GALERIE VRAIS RÊVES / AUVERGNE-RHÔNE-ALPES // RHÔNE

Au gré du Temps

du 12 septembre au 31 octobre 2020

René Basset, Bernard Lanteri

Vernissage : le 11 septembre 2020 à partir de 18h

Horaires : du mercredi au samedi, de 15h à 19h

Entrée libre et gratuite

Structure : Galerie Vrais Rêves

Site internet de la Galerie Vrais Rêves
Site internet de Bernard Lanteri

La Galerie Vrais Rêves fête cette année son 40ème anniversaire, suite à la création en octobre 1980 de l’association Vrais Rêves par un collectif de photographes et de personnes passionnées par cette forme d’Art. 

Nous présenterons des travaux de deux artistes qui ont croisé notre histoire. Tous les deux ont présenté dans notre Galerie des travaux une ou plusieurs fois. Cet ensemble d’images matérialise le temps d’existence de Vrais Rêves.

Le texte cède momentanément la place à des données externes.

PR #939, opened 2022-02-20
feat: port the remaining tests from Test.cs and fix minor issues

ephread:
## Checklist

## Description

I ported the remaining tests from upstream and also spend some time making sure ALL the tests were ported. It's a terrible PR, way too big to be reviewed comfortable. I apologize, it was hard to split up.

Out of the 107 files, all the `*.ink` (37) and `*.json` (17) can be ignored. All the specs under inkjs can also be ignored, they are noise. I just updated them to use the `TestContext`, they still pass happily.

Only eight tests are failing:

- _Variables › tests const redefinition_
- _Variables › tests variable naming collision with arg_
- _Choices › tests various blank choice warning_
- _Functions › tests argument name collision_
- _Functions › tests function purity checks_
- _Knots › tests stitch naming collision_
- _Misc › tests comment eliminator_
- _Misc › tests return text warning_

They're all compiler-related and it might be useful to review them thoroughly. I may have made a mistake while porting them. The name of the original test can be found as a comment above each case.

I've self-reviewed to provide some context to the PR, but it's probably not worth spending too much time trying to get everything right. I tried to be quick so that we can move forward with the compiler. We'll refactor the test infrastructure later (and boy, it needs a fresh coat of paint – it wasn't designed to work with a JS compiler 😅).

One last thing, there are two more tasks remaining:

1. ensure the test pass on the dist files (`test:javascript` fails at the moment);
2. test that inklecate's JSON is the same as inklecatejs's JSON.

Feel free to raise any issue and discuss the comments below.


src/compiler/FileHandler/PosixFileHandler.ts
```diff
@@ -2,14 +2,17 @@ import { IFileHandler } from "../IFileHandler";
 import * as path from "path";
 import * as fs from "fs";
 
+// This class replaces upstream's DefaultFileHandler.
 export class PosixFileHandler implements IFileHandler {
```
ephread, line 6: I made some changes to POSIX file handler, because I needed a file handler that was closer to `DefaultFileHandler` to be able to run some of the tests (the ones involving 'INCLUDE').

Also, see `InkParse.ts` below, no default file handler was registered. I'm not certain what was the original intention, maybe eventually assign a different handler by default, depending on the execution environment?

src/compiler/Parser/ErrorType.ts
```diff
@@ -1,5 +1,7 @@
+// TODO: Unifify with Engine.
```
ephread, line 1: `Unifify`, MY BAD. I'll fix it in a subsequent PR.

src/compiler/Parser/StringParser/StringParser.ts
```diff
@@ -16,7 +16,7 @@ export type ParseRuleReturn =
 
 export type SpecificParseRule<T extends ParseRule> = T;
 
-export abstract class StringParser {
+export class StringParser {
```
ephread, line 19: I removed `abstract` because some tests use `StringParser` as a concrete class and it's (seemingly) not abstract in upstream.

src/tests/compile.js
```diff
@@ -1,68 +1,114 @@
...
+  if (errors.length === 0) {
+    console.log("Done.");
+  } else {
+    errors.forEach((error) => console.error(`\n${error.reason.message}`));
+  }
+}
 
-	let results = await Promise.allSettled(promises);
-	let errors = results.filter(result => result.status === "rejected");
+let inklecate = process.argv[3];
```
ephread, line 108: Since the tests are autocompiling now, this file is back to using the original inklecate. An improvement: it can now be provided, instead of relying on its presence in $PATH. We'll use the json stored in the repo to perform a diff, but that'll come in a future PR.

src/tests/specs/common.ts
```diff
@@ -1,27 +1,55 @@
 import * as path from "path";
```
ephread, line 1: This file was heavily rewritten, but it's now a mess. I focused on getting the tests out he door, the test infrastructure is bound to get refactored soon. I'll open an issue.

src/tests/specs/common.ts
```diff
@@ -50,3 +87,83 @@ function getRootDir() {
     return path.join(__dirname, "..", "..", "..");
   }
 }
+
+export class TestContext {
```
ephread, line 91: `TestContext` is an object that stores a bunch of values across all the tests of a given spec. It's useful to reduce the amount of boilerplate. Not super happy about it for now.

src/tests/specs/inkjs/compiler/Core.spec.ts
```diff
@@ -24,10 +23,10 @@ describe("Core parsers", () => {
     expect(parser.index).toBe(24);
   });
 
-  it("parses newLine", () => {
-    const parser = new InkParser(`moo text and 
-then an -> happens
-and what ?`);
+  it.only("parses newLine", () => {
+    const parser = new InkParser(
+      `moo text and \nthen an -> happens\nand what ?`
```
ephread, line 28: I turned those into `\n`-bound strings because my VS Code removes trailing spaces on save. Prettier is a lot smarter and can detect that trailing spaces should be kept in a template string, but to prevent future headaches I made the whitespace more explicit.

src/tests/specs/setupTests.ts
```diff
@@ -0,0 +1,39 @@
...
+declare global {
+  namespace jest {
+    interface Matchers<R> {
+      toContainStringContaining(expected: string): CustomMatcherResult;
+    }
+  }
+}
+
+expect.extend({
+  toContainStringContaining(
```
ephread, line 12: Useful matcher to check whether the error / warning arrays contained the offending messages.

src/compiler/FileHandler/PosixFileHandler.ts
smwhr: When packaging for browser use (the main use case imo), it did not really make sense to assign the Posix/Filesystem handler, this is the main reason I named it that way (Default would not actually be default !).
Moreover, it creates a dependancy to node-fs that is in turn not resolvable for the web package.

src/tests/specs/inkjs/compiler/Core.spec.ts
smwhr: Works for me. Templates with new lines were mainly a side effect of me copy-pasting the examples around, this is indeed cleaner that way !

src/compiler/Parser/InkParser.ts
```diff
@@ -110,6 +115,7 @@ export class InkParser extends StringParser {
   }
 
   // Main entry point
+  // NOTE: This method is named Parse() in upstream.
```
smwhr, line 118: FYI : Naming it Parse broke the inheritance (StringParse.Parse has nothing to do with this method)

src/tests/specs/inkjs/compiler/Core.spec.ts
ephread: Happy to hear that!

src/compiler/FileHandler/PosixFileHandler.ts
ephread: Makes sense! Do you think there's a way we could have a different default handler depending on the environment in InkParser?

I hope we can keep a default handler, otherwise, we need to flag this as an important difference and document it accordingly.

smwhr:
Fixed 2 of them (and I discovered that redefining a CONST is perfectly legal if you do not change the value)

smwhr:
@ephread I just PR-ed your branch on your repo https://github.com/ephread/inkjs/pull/2#pullrequestreview-904015216, that fixes all the remaining tests !

src/compiler/FileHandler/PosixFileHandler.ts
smwhr: Which tests were failing due to lack of default fileHandler ? Looks like you fixed it because when I comment it out it still works.

I think documentation is the way to go here, because even in a browser, it's not clear which "FileHandler" the user wants to use and I think it's a good idea to make people stop and think about how they want to handle multiple files (and if they don't it'll work without default anyway)

ephread: > Which tests were failing due to lack of default fileHandler ? Looks like you fixed it because when I comment it out it still works.

[The tests explicitly use PosixFileHandler](https://github.com/y-lohse/inkjs/pull/939/files#diff-d3f98f7c5f5e3b3c64662aef9400b1310a81b137aaf1e7c3474bafe05467ec67R133) 😇 

> I think documentation is the way to go here, because even in a browser, it's not clear which "FileHandler" the user wants to use and I think it's a good idea to make people stop and think about how they want to handle multiple files (and if they don't it'll work without default anyway)

Alright, we need to replace that by a check and an explicit error then. Let me update the PR!

ephread:
@smwhr awesome, thanks! Let me have a look.

ephread:
@smwhr there's quite a bit of change in https://github.com/ephread/inkjs/pull/2#pullrequestreview-904015216, I feel like we should merge this PR first and then recreate your PR in inkjs rather than my fork. Reviews will be hard to manage otherwise.

Let me update the PR and we should be able to merge it.

ephread:
[66e7178](https://github.com/y-lohse/inkjs/pull/939/commits/66e717812c1d486af516da7f093d78d6c3fb9da3) solves the issue raised in [this comment](https://github.com/y-lohse/inkjs/pull/939#discussion_r811471534). I think it's elegant, but let me know what you think.

In short, the default file handler throws an exception when resolving / loading. If the entire Ink story is provided as a String, there's no need to provide a handler, but otherwise, the error is more explicit than just throwing something like "FileHandler is null". We also keep the source code close to upstream in InkParser.

smwhr:
> [66e7178](https://github.com/y-lohse/inkjs/pull/939/commits/66e717812c1d486af516da7f093d78d6c3fb9da3) solves the issue raised in [this comment](https://github.com/y-lohse/inkjs/pull/939#discussion_r811471534). I think it's elegant, but let me know what you think.

It is indeed elegant and the error message being explicit will make a great Google query that points to an issue here where the clueless developper will find answers to their answers. 👍🏼

ephread:
Awesome! I'll merge this, I think we resolved all the discussions. Then you can recreate your PR against `compiler`. No need to port over the comments from the other PR, I'll switch between the two PR during the review.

Le premier auteur, René Basset, est connu à Lyon dans des domaines multiples, tout d’abord dans le domaine artistique et personnel, le second dans le registre publicitaire. Le domaine artistique a été confirmé par l’obtention du prix « Niepce » de Gens d’Images en 1958, sorte de Goncourt de la photographie, après ceux de Jean Dieuzaide en 1955, Robert Doisneau en 1956 et Denis Brihat en 1957. Ces trois derniers auteurs sont depuis connus internationalement alors que René Basset, resté à Lyon, tout comme Jean Dasté à Saint-Étienne, ont fait leur carrière en province uniquement. Cet auteur a été présenté fin 1980 ou début 1981 au 8 de la rue Belfort, le premier siège de l’association. Petit clin d’œil à, et pour, ce photographe né à la Croix-Rousse, qui aura son 101ème anniversaire au cours de cette exposition. Son travail personnel très photographique et de qualité n’est pourtant pas directement issu de la photographie humaniste mais bien né d’une tentative de recherche, d’expérimentation ce que nous valorisons fréquemment par nos choix artistiques. 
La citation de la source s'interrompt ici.